I recently played goalie in my very first soccer game EVER. I have watched my children's soccer games for 8 years but as far as getting out on the field and really getting in there not so much, so I am not ashamed to tell you that I was quite a bit intimidated. We had quite the cross section of players and I am pretty sure I had the least experience. I think the only reason they put me in the goal was that A. I don't look like I could run very far without dying and B. I'm a pretty big girl that blocks most of the goal naturally.
I was excited about this new opportunity and my team mates were not judgmental at all but rather quite supportive. One girl in particular who is probably half my age would be the reason that I am even writing this post. Most of the game the action was at the other end of the field and I was quite happy to be bored. However, at one point the ball was coming straight for me and sheer panic set in. All of my school day fears of letting my peers down were flashing before me as the ball got closer and closer, and then she appeared. Out of nowhere she gets in front of me and says I will be your sweeper.
I had heard that term before in my 8 years of sideline experience. Pretty much what I can assess that a sweeper is is someone who doesn't allow the ball to get anywhere near the goal and this girl was good at it!! She yelled back don't worry, I have your back. There it is. The phrase that made me want to write this entry.
Before that point my blood pressure was through the roof of being worried that I would let others down by being inadequate. After knowing that someone was there to help me my mind was at ease. I am proud to tell you that I even stopped two balls from going in.
What is it about knowing that someone is on your side that is so comforting? Some one is watching out for you, they want to help you achieve your goal. You are not alone.

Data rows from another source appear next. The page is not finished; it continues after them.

PR #252, opened 2026-09-07
fix(errors): send the fingerprint so the ingest groups on it

### LINKED ISSUE #251: Error reports never carry their fingerprint, so one recurring fault splits into many in the tracker
## Steps to reproduce

Not UI-reachable — this is the agent's ops error-reporting path. Run this against a checkout at current `main`:

    cd ~/Code2/betterflow-sync
    python3 -c "
    import sys; sys.path.insert(0,'src')
    from error_reporter import ErrorReporter
    r = ErrorReporter.__new__(ErrorReporter)
    r._environment='prod'; r._release='1.5.132'; r._context_provider=None
    p = r._build_payload('Dropped 1 queued event(s)', 'warning', None, {}, {})
    print(sorted(p.keys()))
    "

1. Run the command above.
2. Read the printed key list.
3. Observe that `fingerprint` is absent, even though every caller in this repo passes one.

## Actual result

    ['context', 'environment', 'level', 'message', 'project', 'release', 'tags']

No `fingerprint` key. `capture()` accepts `fingerprint=` and uses it **only** as an in-process cooldown key (`src/error_reporter.py:123`); `_build_payload` (`src/error_reporter.py:210-219`) never copies it into the POST body. So every deliberate fingerprint in this repo — `offline-queue-events-dropped`, `sync-watchdog-timeout`, `rosetta-notice-undelivered`, the watchdog duration bands — dies on the machine.

Observed downstream on 2026-09-07: the message **"Dropped 1 queued event(s) after max retries — the server rejected them"** appears in the tracker as **five separate open issues with five distinct fingerprints** (`ec601751`, `5ffc28ee`, `0446cbec`, `6786f186`, `1c6a276c`) over two days, despite identical leading text and an identical intended fingerprint.

## Expected result

One recurring fault is one row in the tracker, with an occurrence count. The fingerprint the agent chose is the fingerprint the tracker groups on.

## Technical details

**Verified** (read in this repo, `main` at `42f34c0`):

- `src/error_reporter.py:123` — `key = fingerprint or f"{level}:{message}"`, then `_should_send(key, ...)`. Local dedup only.
- `src/error_reporter.py:210-219` — the payload dict. Seven keys, plus `stack` when an exception is passed. No fingerprint.
- Callers that supply one and are therefore affected: `src/sync/sync_engine.py:4167` and `:4176`, `src/main.py:1781`, `:1794`, `:2003`, and others.

**Verified** (read in `Better-Quality-Assurance/betterqa-bot` on its default branch, 2026-09-07 — cross-repo, so this describes that repo today and not a branch of it):

- `src/monitor/error-fingerprint.ts:63` `generateFingerprint()`. With no client fingerprint and no stack frames it falls through to `normalizeMessageForFingerprint(opts.message)` (`:86-90`) — the first 200 chars, number- and quote-normalized, djb2-hashed.
- `src/webhooks/error-ingest.ts:843` reads `error.fingerprint` and honours it verbatim when the credential is trusted; `:470-474` rates a `DSN` credential `"trusted"`. The agent authenticates by DSN (`src/error_reporter.py` `_post`, `Authorization: Bearer {self._dsn}`), **so a fingerprint we send would be honoured** — the field is simply never sent.

Why the split is five and not one: our drop message embeds `buckets=<types>`, a window-age phrase and a reason code. Number-normalization collapses `164.8s` in the watchdog message (which is why the overrun issue stays a single fingerprint at 2x), but it does not collapse differing bucket type names or reason codes.

**Second-order consequence worth fixing alongside:** the reasoning at `src/main.py:2004-2018` argues about how the server-side digest counts each duration band. That reasoning is currently void — the bands never reach the server, so `dedup_window=0` changes only local throttling.

**Why this was not caught.** About ten tests assert the fingerprint kwarg was *passed to a mocked* `capture()` — `tests/test_sync_engine.py:1181`, `tests/test_watchdog_overrun_outcome.py:64`, `tests/test_afk_convergence_hardening.py:148` and others. None assert it reaches the payload. That is `test-fixture-discipline.md` Phantom 7: the tests assert the producer, and the consumer (the wire payload) is unguarded, so the feature can be silently absent with the whole suite green. Any fix needs an assertion on `_build_payload`'s **output**, not on the mock.

## Environment

- Repo: `betterflow-sync`, `main` at `42f34c0`, `__version__` 1.5.132.
- Observed against the live ops ingest (betterqa-bot `/notify/error`), items open as of 2026-09-07.
- Affects every platform and every released version that has the current `_build_payload` — the field has never been sent.

## Business impact

Ops cannot tell a recurring fault from a burst of new ones: one agent problem hitting five machines, or one machine five times, arrives as five separate unresolved items to triage individually. The fleet's own count-based signals are the thing being distorted, so anyone reading the tracker to judge how widespread a problem is gets an inflated issue count and a deflated per-issue occurrence count. It also means the deliberate grouping decisions written throughout the agent — including the watchdog duration bands built specifically so their counts would publish a distribution — have never actually taken effect.

tudorsss:
Closes #251.

## What was wrong

`capture()` accepted `fingerprint=` and used it **only** as an in-process cooldown key (`src/error_reporter.py:123`). `_build_payload` never copied it into the POST body, so no fingerprint this agent has ever chosen reached the ingest — `offline-queue-events-dropped`, `sync-watchdog-timeout`, the watchdog duration bands, all of it died on the machine.

The ingest then falls back to hashing a normalized message, which is wrong in **both directions at once**:

- normalization eats the elapsed figure, so the three duration bands collapse into one row;
- it leaves bare identifiers alone, so one recurring drop fault split across **five** open tracker rows, because that message embeds `buckets=<types>` and a reason code.

Counts were always correct — it is the grouping that was wrong. Worth saying plainly so nobody re-derives fleet numbers that were fine.

## The change

One field, sent only when the caller supplies one:

```python
if fingerprint:
    payload["fingerprint"] = fingerprint[:_MAX_FINGERPRINT]
```

Omitting it when absent is deliberate. A missing field means "hash it yourself" at the ingest, which is exactly what those callers already get; sending the local `level:message` fallback would silently change grouping for every caller that never asked for one. The 128-char cap matches what the ingest truncates to, so two keys can't differ only past the cut and group together with nothing local explaining why.

The agent authenticates by DSN, which the ingest rates `trusted`, so a supplied fingerprint is honoured verbatim rather than hashed. (Read on `betterqa-bot`'s default branch 2026-09-07 — a statement about that repo today, not about a branch of it.)

## Proof of failure

The two defect-specific assertions were run against the pre-fix file:

```
E   KeyError: 'fingerprint'   test_explicit_fingerprint_is_sent
E   KeyError: 'fingerprint'   test_fingerprint_survives_verbatim_when_the_message_would_normalize_away
2 failed, 1 passed
```

The third (`no fingerprint -> no field`) **passed pre-fix** and pins the behaviour that must not change — only the defect cases fail, which is the shape that shows the tests isolate the bug.

Post-fix: 28/28 in that file; **2155 passed / 1 skipped** across the suite, against **2153 collected** on `main` — up by exactly the three tests added. `ruff` clean on both touched files.

## Why this hid

About ten existing assertions check the fingerprint kwarg against a **mocked** `capture()`. That is the producer side, and it stayed green for the entire life of the defect. The new tests assert the **posted body** instead. Any future work here should do the same.

## Heads-up for whoever watches the tracker

When this ships the rows move in both directions on the same day:

| | before | after |
|---|---|---|
| Sync overrun | 1 fingerprint | up to 3 (one per band); old count -> 0 |
| Dropped queued events | 5 fingerprints | 1, with a real recurrence count |

Neither is a change in fleet behaviour — same cycles, same drops, grouped as intended. The **split is the one that looks like a regression**: it presents as new fingerprints appearing, so alerting keyed on "a new fingerprint showed up" can trip for no real-world reason. Report volume is unaffected; `dedup_window=0` on the overrun path is a client-side throttle and stays client-side.

Worth landing while somebody is watching rather than quietly.


tudorsss:
## Pre-merge review gate: both lenses run, findings fixed

**Correctness lens — no Critical, no Important.** It verified the premise I had only read: the ingest gates custom fingerprints on a credential trust tier this PR never mentioned (`error-ingest.ts` `CUSTOM_FINGERPRINT_TRUST`), and on the publishable tier `acceptCustomFingerprint` **silently discards** the field with a 200 — this PR would have been a no-op no local test could detect. The agent authenticates by DSN, which maps `trusted`, so it holds. It also reproduced the handshake with named mutants and confirmed the 128 figure is the ingest's own `slice(0, 128)`, with no narrower DB cap behind it.

**Design lens — design sound, two Importants, both now fixed in `bf25e2a`.**

**1. The cap desynced the two keys.** `capture()` used the untruncated fingerprint as the local cooldown key while the wire got `[:128]`. Two keys differing only past the cap would take separate local cooldowns and land in one ingest group — making the docstring's "used for BOTH" quietly false. The local key is now truncated the same way. The `level:message` fallback stays uncapped deliberately: it never leaves the machine, and capping it would collapse every long message into one cooldown key.

**2. The cap had no witness**, flagged by both lenses and measured by one (deleting the slice left the suite at 28 passed). Now pinned by property rather than by constant — two fingerprints identical through 128 chars are one group at the ingest, so they must share one local cooldown:

```
control                29 passed
M1 wire cap removed  -> 1 failed  test_cap_is_applied_and_keeps_the_two_keys_in_step
M2 local cap removed -> 1 failed  (same test, different assertion inside it)
```

**3. "The ingest hashes a normalized message" was true only by an accident of language.** It prefers a normalized top *stack frame* and reaches the message only when it cannot extract one — and its extractor keeps lines beginning `at `, a JS shape a Python traceback (`File "...", line 42, in foo`) never matches. Three sites here **do** send a stack (both excepthooks, `main.py`'s crash report), so a regex over there teaching that extractor about Python frames — a pure improvement in that repo, with no reason to consider this client — would silently regroup all three. The precondition is now stated at both the comment and the docstring, so the next reader re-checks the mechanism rather than the outcome.

Post-fix: **2156 passed / 1 skipped**, `ruff` clean on both files.

## Sharpening the rollout note above

The correctness lens added a detail worth having before this lands: because the row key is `(project, fingerprint)`, every fingerprinted call site mints a **new** `error_reports` row on its first post-upgrade occurrence — `occurrences=1`, `isNew: true`, so **one alert each** — while the old message-hash row goes quiet and keeps its history. Expected, and it will look like a burst of new errors from a fleet that has not changed.

## Not fixed, deliberately (optional, per the evidence standard)

- A non-`str` fingerprint would now drop the whole report (`[:128]` raises `TypeError`, swallowed by `capture()`'s outer guard) where pre-fix the report still went. **No caller can reach it** — all 20 sites are string literals, f-strings, or a `str` tuple. Logged because the ingest went the other way on the same question after `{"fingerprint": 123}` once took a request down; if a dynamic fingerprint ever appears here, coerce.
- `if fingerprint:` vs `is not None` — unwitnessed, harmless either way (the ingest rejects an empty string).

## Not verified

Both lenses read `betterqa-bot` at a **local checkout** (`42ce05ee`), not the deployed service. A checkout is not the running artifact. The behaviour degrades safely if the deployed gate differs — an untrusted tier drops the field and the event still lands under the derived hash — so neither treated it as blocking, and neither sent live traffic to production to settle it.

I want to be a better friend. I want my friends to know that I have their back. I want to be a comfort to my friends that they know that whatever they need I am there.
( Does it make this post any less poignant to tell you that the soccer game was a parents vs. kids game and that we were playing 10 year old girls? Or that the parents won and were a bit obnoxious in their celebrating?)
Sunday, November 9, 2014
Monday, November 3, 2014
Gracemont
Gracemont is a tree. I named a tree because it is to remind me of something. My husband and I were married in August of 98, by the fall of the next year we had bought a house in the Gracemont subdivision. We loved that house. We brought home our two babies from the hospital there, we started our lives there. We lived there for 11 years.
Gracemont is the kind of neighborhood where you meet neighbors in the backyard to talk while your kids play outside untethered by electronics. Gracemont is the kind of neighborhood where you hook a trailer to the back of your SUV and give "hayrides". There are so many positive memories from Gracemont.
One day while I was working in the backyard at our Gracemont home I found a young silver maple sapling. It wasn't very tall but it was big enough so I moved it over to where some day it would shade our deck.
Well, as we all know life happens and once the kids were in school we figured out that our Gracemont home was about 30 to 45 minutes away from everything we did and the commute was getting really old really fast. So, we found a new home that is 5 minutes from work, school and church. It is a nice home with lots of room. We brought several of our plants from the old house mainly because I have this thing that I like to plant things to remind me of events that have happened in our lives. I have plants from my parents, I have plants from my grandparents, plants to me mean life and growth and hope.
So, of course Gracemont came. The only problem is that when I planted Gracemont I got the property line wrong and Gracemont was on the empty lot beside us by about 6 inches. The empty lot was purchased a few months ago and the first time I understood that Gracemont was not on my property I felt sick to my stomach. By this point, Gracemont had been growing for almost 5 years, we are not talking a tiny sapling anymore. There was no budging the minds of the new homeowners they wanted it off of their property...GONE. My husband looked into it and you could buy a new tree for less than what you could move this one and there really wasn't anywhere in our yard for a tree that was going to grow to the size that this one would so the future for my little tree was bleak.
The morning that I figured out that I had to pull all of my plants over to my side of the line (even though these plants were covering a very ugly power box and were contained in a professionally done stone surround flowerbed) my sweet neighbor came to help me move everything over, and then another neighbor came and another neighbor. We were able to move all of the bulbs and plants and heavy stone over to my side and to be honest it looks better now than it did before. The only thing that we weren't able to move was Gracemont. At this point it was much to large for me to move and I had resigned myself to the fact that it was going to be chopped down.
Ok. In your mind I want you to start playing some super hero music because to me that is what is about to happen. The sweet neighbor that helped me move all that heavy stone? Well, she talked to her husband and he talked to our other neighbor who owns a lot of heavy equipment and guess what?! Yesterday our three families spent a beautiful fall afternoon moving my precious tree across the street to a new home where it will have much more room to grow and I can still see it very clearly if not better than I ever did before.
My mom has this saying, "It takes a heap of living in a house to make it a home." Our Gracemont house had so many precious memories of life events and neighbors that sometimes I would question why we had moved. Yesterday was such a beautiful reminder that I have excellent neighbors right here and the future is bright.